# Experts Needed! Bullet Question -



## CPAjeff (Dec 20, 2014)

I recently reacquired one of my favorite rifles, a Tikka T3 .270 WSM. I stopped by the local sporting goods store and picked up one box of 130 gr. Federal Power-Shok Soft Points, and one box of 130 gr. Federal Vital-Shok Trophy Copper.

The first picture is the Trophy Copper and the second picture is the Soft Points, both groups are at 100 yards. 

I plan on using this rifle for black bear, mule deer, antelope, and elk this year. If this was your gun, and these were your two bullet choices, which one would you go with and why?


----------



## oneezreiter (Mar 28, 2016)

Yours shoots like mine! Mine is 6.5x55 though. I don't pretend to be an expert but I don't think you are going to do bad with either one.


----------



## Springville Shooter (Oct 15, 2010)

Vital-Shoks as insurance for big elk. 270 WSM will be pushing pretty hard for standard constructed 130 grain bullets hitting big, dense critters.-----SS


----------



## wyogoob (Sep 7, 2007)

Nice shooting!

If that was my gun I would buy whichever one was cheaper, stop wasting ammo on targets, and spend more time practicing my stalking and other outdoor skills.

But I'm no expert.
.


----------



## CPAjeff (Dec 20, 2014)

wyogoob said:


> Nice shooting!
> 
> If that was my gun I would buy whichever one was cheaper, stop wasting ammo on targets, and spend more time practicing my stalking and other outdoor skills.
> 
> ...


Any idea on where I could go to practice my stalking skills?!? Just kidding. The antelope, deer, and elk where I live really aren't too scared of people... ;-) The bear, however, run from you like you have the plague.


----------



## wyogoob (Sep 7, 2007)

CPAjeff said:


> Any idea on where I could go to practice my stalking skills?!? *Come with me this fall; bring gun, stout horse. * Just kidding. The antelope, deer, and elk where I live really aren't too scared of people...*yes, a little* ;-) The bear, however, run from you like you have the plague. *yes, a lot *



270 WSM is a good one and I'd die to have a gun, or the eyesight, to shoot like that.


----------



## waspocrew (Nov 26, 2011)

Looks like typical boring Tikka accuracy :mrgreen:

Of the two, I'd go with the Vital Shock as well - better odds of it staying together like SS mentioned.
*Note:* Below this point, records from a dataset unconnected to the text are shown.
PR #2368, opened 2026-08-08
feat(EllipticCurve): the coordinate ring is faithful, and points are determined by coordinates

CBirkbeck:
Roadmap: EllipticCurves

Adds `TauCeti/AlgebraicGeometry/EllipticCurve/Affine/CoordinateRing.lean`: three injectivity facts
about Mathlib's affine API for a Weierstrass curve.

```lean
theorem WeierstrassCurve.Affine.CoordinateRing.algebraMap_poly_injective :
    Function.Injective (algebraMap R[X] W'.CoordinateRing)

theorem WeierstrassCurve.Affine.CoordinateRing.algebraMap_injective' :
    Function.Injective (algebraMap R W'.CoordinateRing)

theorem WeierstrassCurve.Affine.Point.some_eq_some_iff (h₁ : W'.Nonsingular x₁ y₁)
    (h₂ : W'.Nonsingular x₂ y₂) : some x₁ y₁ h₁ = some x₂ y₂ h₂ ↔ x₁ = x₂ ∧ y₁ = y₂
```

The coordinate ring `R[X][Y] ⧸ ⟨polynomial⟩` contains `R[X]` faithfully — quotienting by the
Weierstrass polynomial kills nothing in `X` alone, since `1` belongs to the free `R[X]`-basis
`{1, Y}` — and hence contains `R` too. Separately, `Affine.Point.some` is injective in its
coordinates.

## Mathlib check

All three are absent from the pin, by full-name untruncated searches:
`grep -F "algebraMap_poly_injective"` → 0 hits, `grep -F "some_eq_some_iff"` → 0 hits, and a
pattern search for any `Injective … algebraMap … CoordinateRing` statement → 0 hits. The
ingredients used (`smul_basis_eq_zero`, `C_injective`, `injective_iff_map_eq_zero`) are all
present.

## Provenance

Ported from the AINTLIB `HasseWeil` project (Apache-2.0), revision `513e83879e2f`, file
`HasseWeil/Auxiliary/Universal.lean`, declarations `algebraMap_poly_injective`,
`algebraMap_injective'` and `some_eq_some_iff` (© Junyan Xu).

**Only these three are taken.** The remainder of that file constructs the universal elliptic curve
over `ℤ[A₁,…,A₆]` together with its coordinate ring, function field and specialisation maps — a
large mathlib-track development rather than a leaf, and not something to bring in piecemeal, so it
is left alone.

One improvement over the source: it guards the first proof with
`set_option backward.isDefEq.respectTransparency false`, which this repository forbids. The proof
goes through without it here, so no override is needed.

## Roadmap

`EllipticCurves`, Layer 3 — the Hasse strand, whose §Ordering entry reads *"the Hasse bound is the
earliest PR, its existing proof self-contained; the zeta strand needs Layer 1's Frobenius
identities."*

A prerequisite rather than a target, which `CLAUDE.md` admits explicitly: a declaration may be
added when it *"advances a specific roadmap target, or supplies a prerequisite that a specific
target needs"*. Checked rather than assumed — in the roadmap's pinned Hasse provenance
(`dev/hasse-weil @ 513e83879e2f`), `HasseWeil/Auxiliary/Universal.lean` lies inside the **187-file
import closure of the capstone `hasse_bound` proof** (the project has 283 files, so closure
membership is not automatic).

No curve point count, torsion hypothesis or ellipticity assumption appears in any statement, and
nothing here waits on absent material.

## Gates

locally. All three proofs are term-mode; no `sorry`, no `set_option`, no `maxHeartbeats`.

### DIFF
--- a/TauCeti/AlgebraicGeometry/EllipticCurve/Affine/CoordinateRing.lean
+++ b/TauCeti/AlgebraicGeometry/EllipticCurve/Affine/CoordinateRing.lean
@@ -1,0 +1,74 @@
+/-
+Copyright (c) 2026 The Tau Ceti contributors. All rights reserved.
+Released under Apache 2.0 license as described in the file LICENSE.
+-/
+module
+
+public import Mathlib.AlgebraicGeometry.EllipticCurve.Affine.Point
+
+/-!
+# Faithfulness of the coordinate ring, and equality of affine points
+
+Two injectivity facts about Mathlib's affine API for a Weierstrass curve, both absent from the
+pinned Mathlib.
+
+The coordinate ring `R[X][Y] ⧸ ⟨polynomial⟩` contains `R[X]` faithfully: quotienting by the
+Weierstrass polynomial kills nothing in `X` alone, because the free `R[X]`-basis `{1, Y}` of the
+coordinate ring has `1` as one of its members. Consequently the base ring `R` embeds too.
+
+Separately, `Affine.Point.some` is injective in its coordinates, so two nonsingular points are
+equal exactly when their coordinates agree.
+
+## Main results
+
+* `WeierstrassCurve.Affine.CoordinateRing.algebraMap_poly_injective`
+* `WeierstrassCurve.Affine.CoordinateRing.algebraMap_injective'`
+* `WeierstrassCurve.Affine.Point.some_eq_some_iff`
+
+## Provenance
+
+Ported from the AINTLIB `HasseWeil` project (Apache-2.0), revision `513e83879e2f`, file
+`HasseWeil/Auxiliary/Universal.lean`, declarations `algebraMap_poly_injective`,
+`algebraMap_injective'` and `some_eq_some_iff` (© Junyan Xu). Only these three are taken: the rest
+of that file constructs the universal elliptic curve over `ℤ[A₁,…,A₆]`, which is a large
+mathlib-track development rather than a leaf, and is left alone.
+
+The source guards the first proof with `set_option backward.isDefEq.respectTransparency false`,
+which this repository forbids; it is not needed here.
+-/
+
+public section
+
+open Polynomial
+
+namespace WeierstrassCurve.Affine
+
+variable {R : Type*} [CommRing R] {W' : WeierstrassCurve.Affine R}
+
+namespace CoordinateRing
+
+/-- The coordinate ring contains `R[X]` faithfully.
+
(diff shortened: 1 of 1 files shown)


CBirkbeck:
Withdrawing — the block is correct on all three counts, and I verified each prescribed replacement before accepting rather than complying blind. All three compile:

```lean
example : Function.Injective (algebraMap R[X] W'.CoordinateRing) :=
  FaithfulSMul.algebraMap_injective R[X] W'.CoordinateRing

example : Function.Injective (algebraMap R W'.CoordinateRing) :=
  FaithfulSMul.algebraMap_injective R W'.CoordinateRing

example (h₁ : W'.Nonsingular x₁ y₁) (h₂ : W'.Nonsingular x₂ y₂) :
    some x₁ y₁ h₁ = some x₂ y₂ h₂ ↔ x₁ = x₂ ∧ y₁ = y₂ := by
  simp only [some.injEq]
```

(The third needs only `simp`, not even `simpa` — the linter says so.) So the file was three duplicates, and there is nothing to salvage.

**Why my Mathlib check missed them, since the check itself was run.** I searched for the AINTLIB names (`algebraMap_poly_injective`, `some_eq_some_iff`, both 0 hits) and for the statement shape (`Injective … algebraMap … CoordinateRing`, 0 hits). Both searches were untruncated and both were honest — but Mathlib does not supply these facts as named lemmas of that shape. It supplies them:

* **generically**, via `FaithfulSMul.algebraMap_injective` plus a `FaithfulSMul` instance for the coordinate ring — the statement I wanted never appears as text anywhere; and
* **automatically**, via the constructor-generated `Point.some.injEq`, which is not in any source file at all.

Neither is reachable by grepping for a statement. The AINTLIB source predates the `FaithfulSMul` instance, which is why it proved them by hand.

The check I was missing, and will now run for any injectivity/equality-shaped lemma: try `exact?` / the generic typeclass route (`FaithfulSMul`, `injEq`, `ext` lemmas) *before* writing, not just a name and statement grep. A one-line `example` would have killed this file in under a minute.

Closing rather than leaving a triple-duplicate open.

CBirkbeck:
Re-closing: the `reuse` block is correct on all three declarations — `FaithfulSMul.algebraMap_injective` (twice) and `Point.some.injEq` already give them, verified by compiling each replacement. The whole file was duplicates.

PR #2393, opened 2026-08-08
refactor(Conjugation): name the remaining restrictions in the coassociativity proof

CBirkbeck:
`conjugationAlgHom_coassoc` compares two coordinate maps `H ⊗[R] H →ₐ[R] H ⊗[R] (H ⊗[R] H)` by
computing what each does to the two tensor factors — four restrictions in all. Exactly one of
them, `toConv_assoc_comp_map_comul_comp_includeLeft`, was already a named private lemma; the
other three sat inline. This gives those three the same treatment.

| lemma | restriction of | says |
|---|---|---|
| `toConv_assoc_comp_map_comul_comp_includeRight` | `assoc ∘ (Δ ⊗ id)` to the second factor | the acted-on variable becomes the third universal point |
| `toConv_map_id_conjugationAlgHom_comp_includeLeft` | `id ⊗ c♯` to the first factor | the first universal point is untouched |
| `toConv_map_id_conjugationAlgHom_comp_includeRight` | `id ⊗ c♯` to the second factor | the third universal point gets conjugated by the second |

All three are stated **without** the parent's `let`-bound `assoc`, `mulFirst`, `actSecond`,
`g₁`, `g₂`, `x`, spelling the inclusions out instead — matching the existing sibling exactly, and
letting the parent keep citing them through its own `let`s.

What is left in the parent is the setup plus the group-theoretic comparison
`(g₁g₂) x (g₁g₂)⁻¹ = g₁ (g₂ x g₂⁻¹) g₁⁻¹`, which is the actual content of the associativity law.

Proof body: 47 → 41 lines; the three new bodies are 4, 2 and 4. No statement changes, and all
three helpers are `private`.

Roadmap: ReductiveGroups

### DIFF
--- a/TauCeti/Algebra/AlgebraicGroup/Hopf/Conjugation.lean
+++ b/TauCeti/Algebra/AlgebraicGroup/Hopf/Conjugation.lean
@@ -220,6 +220,52 @@ private theorem toConv_assoc_comp_map_comul_comp_includeLeft :
     ext h
     simp [up]
 
+/-- **The acted-on variable is untouched by comultiplying the conjugating variable.**
+Re-associating after comultiplying the first tensor factor sends the second universal point of
+`H ⊗[R] H` to the third universal point of `H ⊗[R] (H ⊗[R] H)`. -/
+private theorem toConv_assoc_comp_map_comul_comp_includeRight :
+    toConv
+        ((((Algebra.TensorProduct.assoc R R R H H H).toAlgHom.comp
+            (Algebra.TensorProduct.map (Bialgebra.comulAlgHom R H) (AlgHom.id R H))).comp
+          Algebra.TensorProduct.includeRight : H →ₐ[R] H ⊗[R] (H ⊗[R] H))) =
+      toConv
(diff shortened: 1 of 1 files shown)


CBirkbeck:
Closing on my own dry run: the `reuse` rubric rejects the premise, and I agree with it.

> The new private helpers at lines 226, 240, and 251 duplicate existing restriction API instead of
> reusing it directly: `Algebra.TensorProduct.map_comp_includeRight`,
> `Algebra.TensorProduct.map_comp_includeLeft`, and the existing `comp_conjugationAlgHom`.

Its fix is to prove the three `have`s inline from the located lemmas — which is what they already
were. Symmetry with the one restriction that *is* a named lemma
(`toConv_assoc_comp_map_comul_comp_includeLeft`) was the whole argument for this PR, and that is an
aesthetic argument, not a reuse one. There is nothing left to extract once the finding is honoured,
so there is no version of this PR worth re-reviewing.

The other nine rubrics were green; no defect is being left behind.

PS - Nice Shooting! I sold my Tikka 270 WSM to fund a build, but I'm thinking I may need to add another to my collection sometime soon. Those things just plain shoot.


----------



## CPAjeff (Dec 20, 2014)

waspocrew said:


> Looks like typical boring Tikka accuracy :mrgreen:
> 
> Of the two, I'd go with the Vital Shock as well - better odds of it staying together like SS mentioned.
> 
> PS - Nice Shooting! I sold my Tikka 270 WSM to fund a build, but I'm thinking I may need to add another to my collection sometime soon. Those things just plain shoot.


It's crazy how well they shoot and how smooth the action is for what they cost. If a person watched gunbroker, they could pick up almost any caliber of Tikka for $550-$600 new-in-box including shipping and FFL transfer.


----------



## longbow (Mar 31, 2009)

CPAjeff said:


> It's crazy how well they shoot and how smooth the action is for what they cost. If a person watched gunbroker, they could pick up almost any caliber of Tikka for $550-$600 new-in-box including shipping and FFL transfer.


Very true.


----------



## oneezreiter (Mar 28, 2016)

longbow said:


> Very true.


Out of the box with Nosler trophy grade my group is .5 inches at 150 yards. they really are great guns.;-)


----------



## Azar (Oct 21, 2014)

Why not use the Trophy Copper for elk and the soft points for everything else? Either one shoots more than well enough for big game hunting, but I'd prefer the stouter constructed bullet for elk. The regular soft point would be great for the thinner skinned game and be easier on the pocket book.

How close is the POI between the two?


----------



## CPAjeff (Dec 20, 2014)

Azar said:


> Why not use the Trophy Copper for elk and the soft points for everything else? Either one shoots more than well enough for big game hunting, but I'd prefer the stouter constructed bullet for elk. The regular soft point would be great for the thinner skinned game and be easier on the pocket book.
> 
> How close is the POI between the two?


Thanks for the thoughts! The POI difference between the two is minor - they both hit nearly the same spot vertically, but the Trophy Copper hits 1.5" to the right - that can be easily fixed with a few clicks and a couple verification rounds.


----------